▶ _EXERCISE DIRECTIONS_: Of the lines below, write out exactly those from the line with "Some comments from" through the line with "make an adjustment.", both included, and skip the rest.

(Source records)
○ ○ ○

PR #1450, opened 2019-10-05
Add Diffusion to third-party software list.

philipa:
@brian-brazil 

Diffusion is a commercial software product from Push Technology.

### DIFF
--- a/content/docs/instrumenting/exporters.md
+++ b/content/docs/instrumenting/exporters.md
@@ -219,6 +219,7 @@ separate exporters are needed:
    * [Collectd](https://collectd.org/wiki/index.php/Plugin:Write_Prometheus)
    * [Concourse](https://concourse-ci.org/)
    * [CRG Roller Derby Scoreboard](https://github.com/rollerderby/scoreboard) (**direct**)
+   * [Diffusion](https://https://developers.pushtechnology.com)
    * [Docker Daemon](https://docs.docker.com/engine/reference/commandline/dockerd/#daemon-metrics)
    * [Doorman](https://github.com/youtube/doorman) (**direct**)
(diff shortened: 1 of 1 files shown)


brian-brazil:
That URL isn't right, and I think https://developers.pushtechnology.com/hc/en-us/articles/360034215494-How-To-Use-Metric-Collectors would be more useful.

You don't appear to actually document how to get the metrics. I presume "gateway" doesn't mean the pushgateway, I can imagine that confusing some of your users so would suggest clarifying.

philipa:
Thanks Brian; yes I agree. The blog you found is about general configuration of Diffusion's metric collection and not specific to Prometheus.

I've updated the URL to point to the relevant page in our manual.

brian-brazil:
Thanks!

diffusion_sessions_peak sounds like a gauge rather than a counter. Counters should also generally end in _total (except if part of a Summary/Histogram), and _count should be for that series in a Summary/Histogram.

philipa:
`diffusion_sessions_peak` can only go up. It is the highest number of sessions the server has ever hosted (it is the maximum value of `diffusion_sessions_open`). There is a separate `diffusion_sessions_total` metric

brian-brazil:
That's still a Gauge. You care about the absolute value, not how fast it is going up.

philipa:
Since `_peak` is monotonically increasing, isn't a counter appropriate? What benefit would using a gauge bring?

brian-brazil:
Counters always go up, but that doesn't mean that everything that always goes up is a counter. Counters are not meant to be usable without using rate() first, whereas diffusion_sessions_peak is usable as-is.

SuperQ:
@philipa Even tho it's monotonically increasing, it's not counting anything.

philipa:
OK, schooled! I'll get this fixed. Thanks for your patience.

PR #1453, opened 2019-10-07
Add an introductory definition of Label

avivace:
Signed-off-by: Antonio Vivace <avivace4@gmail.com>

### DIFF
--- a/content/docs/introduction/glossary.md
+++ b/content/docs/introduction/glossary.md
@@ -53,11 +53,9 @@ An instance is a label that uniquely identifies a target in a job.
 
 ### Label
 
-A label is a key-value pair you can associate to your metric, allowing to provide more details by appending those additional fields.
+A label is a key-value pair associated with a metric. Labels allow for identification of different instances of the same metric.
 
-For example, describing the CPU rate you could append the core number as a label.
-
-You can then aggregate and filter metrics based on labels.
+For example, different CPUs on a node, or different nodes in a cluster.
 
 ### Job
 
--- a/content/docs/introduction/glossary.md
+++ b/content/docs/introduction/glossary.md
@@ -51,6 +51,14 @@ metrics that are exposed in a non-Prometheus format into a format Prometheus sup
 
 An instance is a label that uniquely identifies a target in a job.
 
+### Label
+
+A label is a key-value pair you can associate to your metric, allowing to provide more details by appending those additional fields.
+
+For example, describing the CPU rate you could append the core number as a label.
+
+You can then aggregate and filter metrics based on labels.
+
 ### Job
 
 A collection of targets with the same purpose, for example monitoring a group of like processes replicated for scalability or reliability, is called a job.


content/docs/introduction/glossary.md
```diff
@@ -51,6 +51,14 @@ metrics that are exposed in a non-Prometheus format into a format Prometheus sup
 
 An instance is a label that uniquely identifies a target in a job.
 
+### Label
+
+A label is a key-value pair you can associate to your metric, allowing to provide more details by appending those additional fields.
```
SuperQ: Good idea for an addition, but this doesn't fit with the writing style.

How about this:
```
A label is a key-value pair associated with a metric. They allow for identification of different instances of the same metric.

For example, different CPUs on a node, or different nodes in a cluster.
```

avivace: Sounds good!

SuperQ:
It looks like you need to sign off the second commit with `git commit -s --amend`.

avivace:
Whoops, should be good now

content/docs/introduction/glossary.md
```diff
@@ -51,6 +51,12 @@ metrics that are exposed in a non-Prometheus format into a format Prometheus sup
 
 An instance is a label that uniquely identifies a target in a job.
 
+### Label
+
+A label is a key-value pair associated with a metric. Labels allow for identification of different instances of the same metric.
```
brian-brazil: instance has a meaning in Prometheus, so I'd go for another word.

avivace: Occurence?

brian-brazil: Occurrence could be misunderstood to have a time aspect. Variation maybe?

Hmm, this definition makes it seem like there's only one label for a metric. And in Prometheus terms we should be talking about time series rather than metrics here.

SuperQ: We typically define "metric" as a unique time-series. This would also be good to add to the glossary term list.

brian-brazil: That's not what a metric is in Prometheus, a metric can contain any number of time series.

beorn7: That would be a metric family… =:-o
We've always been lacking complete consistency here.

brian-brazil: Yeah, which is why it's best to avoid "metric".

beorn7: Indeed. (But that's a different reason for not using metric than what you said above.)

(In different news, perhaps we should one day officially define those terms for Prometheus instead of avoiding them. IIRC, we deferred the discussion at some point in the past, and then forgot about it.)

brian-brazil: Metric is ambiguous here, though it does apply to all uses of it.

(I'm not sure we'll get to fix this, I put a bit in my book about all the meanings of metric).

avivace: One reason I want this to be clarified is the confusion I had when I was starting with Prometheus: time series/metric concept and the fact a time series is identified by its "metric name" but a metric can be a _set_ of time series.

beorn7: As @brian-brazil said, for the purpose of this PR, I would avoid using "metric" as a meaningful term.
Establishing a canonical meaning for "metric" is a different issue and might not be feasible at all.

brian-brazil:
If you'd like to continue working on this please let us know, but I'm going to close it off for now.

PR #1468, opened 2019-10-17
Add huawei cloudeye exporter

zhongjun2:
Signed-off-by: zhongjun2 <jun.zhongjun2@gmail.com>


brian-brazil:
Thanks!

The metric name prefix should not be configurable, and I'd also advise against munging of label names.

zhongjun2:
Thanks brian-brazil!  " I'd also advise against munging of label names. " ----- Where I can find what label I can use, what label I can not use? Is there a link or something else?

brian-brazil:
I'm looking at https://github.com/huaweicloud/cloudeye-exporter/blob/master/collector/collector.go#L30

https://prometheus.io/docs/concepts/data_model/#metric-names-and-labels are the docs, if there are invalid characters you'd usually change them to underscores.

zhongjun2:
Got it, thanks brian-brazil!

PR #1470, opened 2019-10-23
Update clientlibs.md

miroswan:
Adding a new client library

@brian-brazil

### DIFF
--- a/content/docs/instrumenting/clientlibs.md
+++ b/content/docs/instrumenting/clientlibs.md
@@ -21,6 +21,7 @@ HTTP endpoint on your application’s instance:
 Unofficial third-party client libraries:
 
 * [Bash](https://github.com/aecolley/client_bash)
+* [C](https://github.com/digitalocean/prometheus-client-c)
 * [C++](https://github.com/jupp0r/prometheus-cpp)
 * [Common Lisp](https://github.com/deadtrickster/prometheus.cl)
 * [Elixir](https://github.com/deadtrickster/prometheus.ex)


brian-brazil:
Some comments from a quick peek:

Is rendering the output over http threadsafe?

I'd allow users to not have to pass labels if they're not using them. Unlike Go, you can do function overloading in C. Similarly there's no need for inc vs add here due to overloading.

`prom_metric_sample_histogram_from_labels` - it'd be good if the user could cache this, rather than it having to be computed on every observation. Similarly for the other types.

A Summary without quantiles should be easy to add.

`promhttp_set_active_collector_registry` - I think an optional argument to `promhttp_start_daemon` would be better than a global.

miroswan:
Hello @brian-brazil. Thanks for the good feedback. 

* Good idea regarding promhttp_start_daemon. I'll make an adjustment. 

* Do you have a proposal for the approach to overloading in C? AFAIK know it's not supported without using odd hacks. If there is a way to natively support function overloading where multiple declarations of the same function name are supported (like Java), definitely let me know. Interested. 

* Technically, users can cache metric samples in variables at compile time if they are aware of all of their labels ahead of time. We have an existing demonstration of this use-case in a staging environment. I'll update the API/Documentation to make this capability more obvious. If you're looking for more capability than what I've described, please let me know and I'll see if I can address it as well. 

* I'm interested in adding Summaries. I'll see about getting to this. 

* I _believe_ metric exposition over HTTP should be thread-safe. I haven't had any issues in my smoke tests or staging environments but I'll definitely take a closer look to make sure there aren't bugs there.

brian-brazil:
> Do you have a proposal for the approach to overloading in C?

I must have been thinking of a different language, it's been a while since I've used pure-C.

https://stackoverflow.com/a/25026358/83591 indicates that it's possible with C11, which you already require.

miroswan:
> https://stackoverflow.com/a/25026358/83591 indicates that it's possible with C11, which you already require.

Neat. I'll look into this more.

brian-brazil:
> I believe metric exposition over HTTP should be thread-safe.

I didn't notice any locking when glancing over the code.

○ ○ ○

▶ _RESPONSE FOR THIS EXERCISE_:
Some comments from a quick peek:

Is rendering the output over http threadsafe?

I'd allow users to not have to pass labels if they're not using them. Unlike Go, you can do function overloading in C. Similarly there's no need for inc vs add here due to overloading.

`prom_metric_sample_histogram_from_labels` - it'd be good if the user could cache this, rather than it having to be computed on every observation. Similarly for the other types.

A Summary without quantiles should be easy to add.

`promhttp_set_active_collector_registry` - I think an optional argument to `promhttp_start_daemon` would be better than a global.

miroswan:
Hello @brian-brazil. Thanks for the good feedback. 

* Good idea regarding promhttp_start_daemon. I'll make an adjustment. 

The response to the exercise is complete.